### The task
Find how many lines in this data contain the string "handled". Respond with only that number.

Collected data entries:

PR #9534, opened 2025-06-30
Make sure the `AVPlayerItem` is `.readyToPlay` before emitting an `initialized` event

LongCatIsLooong:
Fixes https://github.com/flutter/flutter/issues/166914. The duration check was first introduced in [here](https://github.com/flutter/plugins/pull/1554) but zero division should probably be handled by the client not the plugin.

Also I suspect that https://github.com/flutter/flutter/issues/91975 wasn't caused by an AVFoundation bug but rather a bug in `video_player_avfoundation`:

The `_isInitialized` flag was roughly equivalent to `.readyToPlay` [a long time ago](https://github.com/flutter/plugins/pull/280/files#diff-f4c7ef029bb5e0be8a6851b6b022c745dc4e99e3739f1c2f7f4944b85bc154a6R174-R178). The flag was later re-purposed to indicate whether an `initialized` message has already been sent (to make sure the message is only sent once), and [that PR](https://github.com/flutter/plugins/pull/1552) also introduced a size check to determine whether the media is loaded (which doesn't seem to be correct, `.readyToPlay` is the public API for this, see Apple's [AVPlayerDemo](https://developer.apple.com/library/archive/samplecode/AVPlayerDemo/Listings/Classes_AVPlayerDemoPlaybackViewController_m.html#//apple_ref/doc/uid/DTS40010101-Classes_AVPlayerDemoPlaybackViewController_m-DontLinkElementID_8)). But that PR didn't update the `onListenWithArguments` implementation so the plugin started sending `initialized` events on first subscription even the AVPlayerItem isn't ready to play.

## Pre-Review Checklist

- [ ] I signed the [CLA].


LongCatIsLooong:
I'm still trying to generate a [sample video with 0 duration](https://github.com/flutter/flutter/issues/166914#issuecomment-3046115365) (which seems to be an AVFoundation bug as the video plays in chrome, but not in quicktime) so I can add a test. But much of this change should already be covered by existing tests added for the workarounds in the past.

packages/video_player/video_player_avfoundation/darwin/video_player_avfoundation/Sources/video_player_avfoundation/FVPVideoPlayer.m
```diff
@@ -351,58 +325,24 @@ - (void)sendFailedToLoadVideoEvent {
...
+- (void)sendVideoInitializedEvent {
+  AVPlayerItem *currentItem = self.player.currentItem;
+  NSAssert(currentItem.status == AVPlayerItemStatusReadyToPlay,
+           @"sendVideoInitializedEvent was called when the item wasn't ready to play.");
+  NSAssert(_eventSink, @"sendVideoInitializedEvent was called when the event sink was nil.");
+  NSAssert(!_isInitialized, @"sendVideoInitializedEvent should only be called once.");
+  CGSize size = currentItem.presentationSize;
+  CGFloat width = size.width;
+  CGFloat height = size.height;
+
```
LongCatIsLooong, line 370: Removed the duration / size checks since now the caller has to guarantee the item is `.readyToPlay` and I think those checks shouldn't be necessary.

Before this you may enter this `if` block even when the item's status is `.unknown` and I believe that's why we added the workarounds (size / duration checks).

packages/video_player/video_player_avfoundation/darwin/video_player_avfoundation/Sources/video_player_avfoundation/FVPVideoPlayer.m
```diff
@@ -474,27 +414,29 @@ - (void)setPlaybackSpeed:(double)speed error:(FlutterError *_Nullable *_Nonnull)
 #pragma mark - FlutterStreamHandler
 
 - (FlutterError *_Nullable)onCancelWithArguments:(id _Nullable)arguments {
+  NSAssert([NSThread isMainThread], @"event sink must only be accessed from the main thread");
   _eventSink = nil;
+  _isInitialized = NO;
```
LongCatIsLooong: `_isInitialized` is now reset to `NO` on `onListenWithArguments`. According to the documentation:
>The channel implementation may call this method with nil arguments to separate a pair of two consecutive set up requests. Such request pairs may occur during Flutter hot restart.

So this makes sure the new event sink gets an `initialized` event in case it's a hot restart (in which case I think the dart vm will also restart erasing all user states?). But if the engine is allowed to call `onCancelWithArguments` and `onListenWithArguments` whenever it wants then the dart side may receive more than one `initialized` event.

packages/video_player/video_player_avfoundation/CHANGELOG.md
```diff
@@ -1,3 +1,7 @@
+## 2.8.1
+
+* Removes unnecessary workarounds, fixes "initialized" event not firing when the duration of the media is 0.
```
hellohuanlin: > Removes unnecessary workarounds

What workarounds?

LongCatIsLooong: The size / duration checks removed in the `sendInitialized` method.

packages/video_player/video_player_avfoundation/darwin/video_player_avfoundation/Sources/video_player_avfoundation/FVPVideoPlayer.m
```diff
@@ -245,56 +236,41 @@ - (void)observeValueForKeyPath:(NSString *)path
...
   } else if (context == statusContext) {
     AVPlayerItem *item = (AVPlayerItem *)object;
     switch (item.status) {
-      case AVPlayerItemStatusFailed:
-        [self sendFailedToLoadVideoEvent];
-        break;
       case AVPlayerItemStatusUnknown:
         break;
       case AVPlayerItemStatusReadyToPlay:
         [item addOutput:_videoOutput];
```
misos1: If status is changed to `AVPlayerItemStatusReadyToPlay` before the event sink is set up then it seems this `addOutput` will not be called.

LongCatIsLooong: Oops thanks for catching this!

packages/video_player/video_player_avfoundation/CHANGELOG.md
hellohuanlin: It's unclear from reading the CHANGELOG.

packages/video_player/video_player_avfoundation/darwin/video_player_avfoundation/Sources/video_player_avfoundation/FVPVideoPlayer.m
```diff
@@ -383,52 +371,15 @@ - (void)sendFailedToLoadVideoEvent {
...
-    if (duration == 0) {
-      return;
-    }
-
-    _isInitialized = YES;
-    [self updatePlayingState];
-
-    [self.eventListener videoPlayerDidInitializeWithDuration:duration size:size];
-  }
+  _isInitialized = YES;
```
LongCatIsLooong, line 371: looks like the flag is still used by the `updatePlayingState` method.

LongCatIsLooong:
Renamed the PR since with recent changes I think we're only calling `reportInitialized` after making sure the status of the item is `.readyToPlay`.

packages/video_player/video_player_avfoundation/darwin/video_player_avfoundation/Sources/video_player_avfoundation/FVPVideoPlayer.m
misos1: If `_isInitialized == true` always implies that player status is ready to play then maybe `updateRate` can be simplified. Maybe `updatePlayingState` could instead check that player status is ready to play (`canPlayFastForward` and `canPlaySlowForward` do not work when status is not ready to play). Btw was not `_isInitialized` set to false in `onCancelWithArguments` before?

stuartmorgan-g:
> The duration check was first introduced [here](https://github.com/flutter/plugins/pull/1554) but zero division should probably be handled by the client not the plugin.

The plugin is a client; the mini-controller code you changed here is a duplicate of [the actual video_player's progress indicator code](https://github.com/flutter/packages/blob/08a9b2cc46ddb8777a719f745c132b216b2b6121/packages/video_player/video_player/lib/video_player.dart#L1120-L1148). That will need to be fixed first, and we'll need to decide if we're okay regressing the div-zero issue in the (unlikely) case of someone updating video_player_avfoundation without having updated video_player.

packages/video_player/video_player_avfoundation/darwin/video_player_avfoundation/Sources/video_player_avfoundation/FVPVideoPlayer.m
```diff
@@ -383,52 +373,15 @@ - (void)sendFailedToLoadVideoEvent {
 }
 
 - (void)reportInitializedIfReadyToPlay {
-  if (!_isInitialized) {
```
stuartmorgan-g, line 373: Does the `status` API guarantee that it can only transition to `readyToPlay` once? It seems *likely* that it would, but I didn't see any docs in a quick look.

stuartmorgan-g:
From triage: What's the status of this PR?

LongCatIsLooong:
(addressing review comments now). I'll update the `video_player` implementation to handle div by 0.

packages/video_player/video_player/lib/video_player.dart
```diff
@@ -863,42 +863,37 @@ class VideoPlayer extends StatefulWidget {
...
     _playerId = widget.controller.playerId;
-    widget.controller.addListener(_listener);
+    widget.controller.addListener(_controllerDidUpdateValue);
   }
 
   @override
-  void deactivate() {
-    super.deactivate();
-    widget.controller.removeListener(_listener);
+  void dispose() {
```
LongCatIsLooong, line 895: drive-by fix: `deactivate` is called either when the state is going to be reparented or disposed.

packages/video_player/video_player/lib/video_player.dart
```diff
@@ -1089,58 +1084,52 @@ class VideoProgressIndicator extends StatefulWidget {
...
-
-  late VoidCallback listener;
-
   VideoPlayerController get controller => widget.controller;
 
   VideoProgressColors get colors => widget.colors;
 
+  void _didUpdateControllerValue() {
+    setState(() {
+      // The build method reads from controller.value.
```
LongCatIsLooong, line 1094: The `mounted` check wasn't necessary. The state will stop listening when the element is unmounted.

packages/video_player/video_player_avfoundation/darwin/video_player_avfoundation/Sources/video_player_avfoundation/FVPVideoPlayer.m
LongCatIsLooong: Yeah the documentation doesn't seem to make that guarantee (nor the sample code). I tried to update the code to allow `FVPVideoPlayer` to send "initialized" events more than once but it seems the `video_player` implementation is only expecting that event exactly once:

```dart
          assert(
            !initializingCompleter.isCompleted,
            'VideoPlayerController already initialized. This is typically a '
            'sign that an implementation of the VideoPlayerPlatform '
            '(${_videoPlayerPlatform.runtimeType}) has a bug and is sending '
            'more than one initialized event per instance.',
          );
```

So for now I added an `if` to prevent `reportInitializedIfReadyToPlay` being called more than once. But that means if the state goes from `.readyToPlay` -> `.failed` -> `.readyToPlay` (again this may not be possible but the documentation doesn't say), `video_player` wouldn't know that the platform player has recovered.

LongCatIsLooong:
Ready for review:
1. Added an `if` to prevent "initialized" from being sent for more than once, in case `AVPlayer` can enter `.readyToPlay` state more than once. (However as a result the dart implementation won't be able to recover from a failed state or update size/duration in case `.readyToPlay` can be sent a second time).
2. Fixes widget implementation in the dart code.

packages/video_player/video_player_android/CHANGELOG.md
```diff
@@ -1,3 +1,8 @@
+## 2.8.14
```
stuartmorgan-g, line 16: You should revert the CHANGELOG and version change in `video_player_android`; the changes here are only to an unpublished file.

packages/video_player/video_player_avfoundation/darwin/video_player_avfoundation/Sources/video_player_avfoundation/FVPVideoPlayer.m
```diff
@@ -370,52 +362,15 @@ - (void)sendFailedToLoadVideoEvent {
 }
 
 - (void)reportInitializedIfReadyToPlay {
```
stuartmorgan-g: This should just be `reportInitialized` now, as there is no more "if" aspect to its behavior.

packages/video_player/video_player_avfoundation/darwin/video_player_avfoundation/Sources/video_player_avfoundation/FVPVideoPlayer.m
```diff
@@ -370,52 +362,15 @@ - (void)sendFailedToLoadVideoEvent {
...
-      return;
-    }
-
-    _isInitialized = YES;
-    [self updatePlayingState];
-
-    [self.eventListener videoPlayerDidInitializeWithDuration:duration size:size];
-  }
+  _isInitialized = YES;
+  [self updatePlayingState];
```
stuartmorgan-g: Since this isn't related to reporting initialization, and there's only one place calling this method now, I think it would be better to move this to line 292 (just after the `if` block at the call site).

stuartmorgan-g:
From triage: @LongCatIsLooong is this still on your radar to update and land?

### Answer
2